CobusSmit · August 31, 2018, 7:41am

Hi,

I’ve been following the RegEx discusions on the forum - I am a bit challenged by the repeating group approach. I have a basic problem where I have a list of items that I need to split up.

Example of code list: SVV11283687 , ICC472987789, EVT3276428373

A simple Cell Splitter could do the job and use a “,” to split out a list - problem is that the above example is the best case scenario. The majority of cases I deal with has “junk text” thrown in around the codes - but the code patterns (e.g. SVV00000000) remain constant. I have tried focusing on the separators - and cleaning the text around the codes, but the variation is huge and creates problems where the sequence of cleaning needs to also be considered. My “gut feel” tells me it would be better to just extract the codes.

RegEx has the notion of a repeating groups - and Iimagine I need to identify groups to create columns that I can later concatenate to form a list that I can split out. Problem is that RegEx Splitter doesn’t seem to provide a nice way to get the following result:

Example
<Group 1> SVV11283687 <Group 2> ICC472987789 <Group 3> EVT3276428373

Does anyone have a view on how to get this broken up into groups so I can make a list? (Note: Some entries have more than 3 codes - could go up to 9 codes with varying order).

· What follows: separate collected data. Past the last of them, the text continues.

PR #295, opened 2025-06-13
Fix `DeviceNDArray.device_ctypes_pointer` to always be ctypes

gmarkall:
When the NVIDIA bindings are in use, `device_ctypes_pointer` should always be a ctypes pointer, otherwise the interface changes depending on which set of bindings are in use. This has been a long-standing inconsistency, but it needs to be resolved.

The fundamental change is only to `DeviceNDArray.device_ctypes_pointer`. The associated changes are all fixups to maintain internal consistency.

This likely covers 95% of broken use cases, with the remaining small number being related to streams and events, that are both more involved to fix and less likely to be directly affected by users (because users will mostly not look directly at the stream / event handle).

### DIFF
--- a/numba_cuda/numba/cuda/memory_management/nrt.py
+++ b/numba_cuda/numba/cuda/memory_management/nrt.py
@@ -113,10 +113,13 @@ class _Runtime:
             self._compile_memsys_module()
 
         # Allocate space for NRT_MemSys
-        ptr, nbytes = self._memsys_module.get_global_symbol("memsys_size")
         memsys_size = ctypes.c_uint64()
+        ptr, nbytes = self._memsys_module.get_global_symbol("memsys_size")
+        device_memsys_size = ptr.device_ctypes_pointer
+        if USE_NV_BINDING:
+            device_memsys_size = device_memsys_size.value
         driver.cuMemcpyDtoH(
-            ctypes.addressof(memsys_size), ptr.device_ctypes_pointer, nbytes
+            ctypes.addressof(memsys_size), device_memsys_size, nbytes
         )
         self._memsys = device_array(
             (memsys_size.value,), dtype="i1", stream=stream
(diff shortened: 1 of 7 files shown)


numba_cuda/numba/cuda/memory_management/nrt.py
```diff
@@ -113,10 +113,13 @@ def allocate(self, stream=None):
             self._compile_memsys_module()
 
         # Allocate space for NRT_MemSys
-        ptr, nbytes = self._memsys_module.get_global_symbol("memsys_size")
         memsys_size = ctypes.c_uint64()
+        ptr, nbytes = self._memsys_module.get_global_symbol("memsys_size")
+        device_memsys_size = ptr.device_ctypes_pointer
+        if USE_NV_BINDING:
+            device_memsys_size = device_memsys_size.value
```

MH · August 31, 2018, 2:09pm

I think you have generally two Options.
You can use a Java snippet and extract your Groups with the Pattern class:

Pattern p = Pattern.compile("[A-Z]{3}\\d{8,}");
Matcher m = p.matcher( YOUR_TEXT_COLUMN);
List results = new ArrayList();
while(m.find()){
results.add(m.group());
}

or if you prefer to do it without script cheating. You can use the Text processing nodes.
1.) Convert your text to document Format (Strings to document)
2.) Use the Wildcard Tagger to tag your Groups with the regular Expression pattern
3.) Filter the Groups with the Tag Filter Node by filtering the tags you assigned in the Wildcard Tagger Node
4.) Use Bag of words to get your individual Groups (use Term to String Node to convert it back to a normal string).

Hope this helps.

CobusSmit · September 1, 2018, 7:20pm

Thank MH!!
I went with the scripting option you suggested. Works really well. Seem like it could even become a useful standard KNIME node in future - RegEx Splitter should also be able to do this (as a hypotentical configurable option: ) ) , but scripting will suffice. I will give the Text Processing a bash as well.

system · September 8, 2018, 7:20pm

This topic was automatically closed 7 days after the last reply. New replies are no longer allowed.